Five days of glucocorticoid treatment with prednisone to treat COPD flare-ups was as good as the standard 14 days, but with fewer chances for adverse side effects, they said.
"We wanted to show that a shorter period of treatment was not less effective than 14 days," said lead researcher Dr. Jorg Leuppi, with the department of medicine at the University Hospital of Basel.
The shorter course of treatment had the same outcome as the longer course of treatment, the study found. "There is exactly the same time to recovery and exactly the same number of re-exacerbations," Leuppi said.
In addition, the shorter course of treatment meant fewer side effects from the drug, such as increased blood pressure and elevated blood sugar, he said.
The report was published May 21 in the online edition of the Journal of the American Medical Association to coincide with its Tuesday presentation at the American Thoracic Society meeting in Philadelphia.
COPD is a progressive disease involving bronchitis and emphysema -- often tied to smoking -- that makes it hard for patients to breathe. Patients periodically have flare-ups or exacerbations, when symptoms are at their worst.
Prednisone is a glucocorticoid pill that acts as an anti-inflammatory.

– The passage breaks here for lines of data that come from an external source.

Issue #4553, opened 2016-07-22
ending autocomplete early


scottdraves:
should delete the unfilled in arguments.

if you are doing an autocomplete, and there are optional arguments, and the user hits ESC or otherwise exits the autocomplete early, then the remaining optional arguments should be deleted.

scottdraves:
from https://twitter.com/andmib/status/756451420128342016

PR #4695, opened 2016-09-07
Issue #4553 - ending autocomplete early - fixed

dmtrius:


scottdraves:
doesn't seem to work.  try:
1) create Python3 cell, import pandas as pd, run it.
2) create Python3 cell, type "pd.Da" and hit TAB.  autocomplete UI comes up.  hit TAB again to select the first option.  it should fill in a call to pd.DataFrame with 5 arguments: data, index, columns, dtype, copy.
3) type "x", then hit TAB.  first argument has now been filled in, cursor on 2nd argument.
4) hit ESC

result: 4 remaining arguments are left in text.
desired: remaining arguments are removed.

dmtrius:
I didn't check that case. Fixing.

EfimovVladimir:
kick jenkins

PR #4696, opened 2016-09-07
Revert "3203 rendering tex errors"

scottdraves:
Reverts twosigma/beaker-notebook#4685

breaks master because replacing a span with a div causes problems.
just changing it back doesn't work either.

also, the math with color is not working.

i think the throwOnError false option is not well enough supported by katex and we need to rethink how to handle errors.


scottdraves:
screen shot 2016-09-07 at 7 45 04 am

scottdraves:
screen shot 2016-09-07 at 7 45 54 am

PR #4698, opened 2016-09-08
3203 render tex errors in red instead of throwing

sluhtoja:
somehow got it to work


scottdraves:
does not fix the blue lambda.  please follow the new plan i wrote yesterday on the issue.

PR #4701, opened 2016-09-09
jarek/4628: override default behaviour  for page up/down buttons 

jaroslawmalekcodete:
…irror library


scottdraves:
this works well but does not account that part of the notebook is hidden under the menus at top.
it should subtract the menu height from windowHeight before scrolling.

PR #4715, opened 2016-09-14
4702 submenus should not close when mouse leaves

sluhtoja:


scottdraves:
the submenus only open on click, this is fatal.
they should open on hover over their super-item.

scottdraves:
thanks that fixes that.

however this branch is 52 commits behind master, and it includes an old bug so I can't test the column menus.  i'll bet that is also why this branch has conflicts that prevent clean merge.

please rebase and always start new branches from the tip of master.

sluhtoja:
changed branch, created new PR

PR #4716, opened 2016-09-15
4702 submenus should not close when mouse leaves

sluhtoja:
Still needs javascript to be global. If there is no previous table open, dropdowns doesn't work as wanted. Refresh page where no tables on screen, open beaker menu and select dropdown and hover away from it- submenu closes.


sluhtoja:
kick jenkins

sluhtoja:
kick jenkins

PR #4723, opened 2016-09-16
jarek/4526: add z-index property to make dark blue rectangle top

jaroslawmalekcodete:


scottdraves:
function looks fine, but the test failure is legit, the test needs to be updated:

```
Adding custom actions
[firefox #1-24]         - Failed: No element found using locator: By.cssSelector("ul.context-menu-list[style*=\"z-index: 1\"]")
```

EfimovVladimir:
kick jenkins

Issue #4727, opened 2016-09-18
shrink search/replace dialog to corner instead of tray


scottdraves:
this is how it looks with the tray:
<img width="1113" alt="screen shot 2016-09-17 at 10 22 28 pm" src="https://cloud.githubusercontent.com/assets/963093/18612354/b97ee728-7d25-11e6-81ba-897c994efbde.png">
it should instead have this shape, layout, and spacing (and not be resizeable):
<img width="1111" alt="panel screen shot 2016-09-17 at 10 23 11 pm" src="https://cloud.githubusercontent.com/assets/963093/18612444/17fbff14-7d28-11e6-81cc-c04800371d55.png">

PR #4736, opened 2016-09-20
PR for issue #4727 "shrink search/replace dialog to corner instead of tray"

konstantinTarletski:


core/src/main/web/app/styles/stdout.scss
```diff
@@ -68,7 +62,27 @@
   width: 100%;
   z-index: 1000;
   bottom: 0;
-  height: 300px;
+  height: 250px;
+}
+
+.search-replace {
```
scottdraves: this should not be in stdout.sccs anymore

Since a generic version is available, it is a relatively low-cost therapy.
"COPD exacerbations, which are the leading cause of medical hospitalization in the U.S. and elsewhere, can be treated with a five-day course of prednisone, which is a corticosteroid, not 10 to 14 days as recommended by most national and international guidelines," said Dr. Don Sin, a professor of medicine at the University of British Columbia, in Vancouver, and co-author of an accompanying journal editorial.
Corticosteroids are highly toxic drugs, he said. "Thus, by using a five-day versus a 10- to 14-day [course], we will prevent many steroid-related complications -- such as diabetes, osteoporosis and adrenal insufficiency -- without sacrificing any of the benefits of steroids for management of COPD exacerbations," he said. "There is no rationale for giving more steroids than this."
For the study, Leuppi's team randomly assigned more than 300 patients suffering from an acute COPD exacerbation to daily doses of prednisone for either five or 14 days.
The goal of the study was to see whether either treatment resulted in fewer new exacerbations of COPD over six months.
The researchers found that prednisone treatment resulted in about the same number of patients having new bouts of COPD. Among those who got five days of therapy, 56 had a new bout within six months; 57 patients given 14 days of therapy had a new flare-up.
The average time to a new exacerbation of COPD was 43.5 days in the short-term treatment group and 29 days in the standard treatment group, the researchers said.
Dr. Len Horovitz, a pulmonary specialist at Lenox Hill Hospital in New York City, said that "while treatment with corticosteroids is often necessary in exacerbations of COPD, it has not been clear how long the treatment should be given."
"The authors found that a shorter duration of treatment with steroids was possible," he said. "The accompanying side effects were less, and total dose of steroids was less long term."